▶ Activity
Check each line of the records below for the word "method" and copy those where it appears.

(Collected data entries)
──────
PR #2637, opened 2024-11-05
feat(torii): model upgrades

Larkooo:
## Release Notes

- **New Features**
  - Introduced `model_reader_with_block` method for block-specific model queries.
  - Added `UpgradeEventProcessor` and `UpgradeModelProcessor` for enhanced upgrade event handling.
  - New `diff` method in `Ty` enum to compute differences between type instances.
──────
▶ Task result
  - Introduced `model_reader_with_block` method for block-specific model queries.
  - New `diff` method in `Ty` enum to compute differences between type instances.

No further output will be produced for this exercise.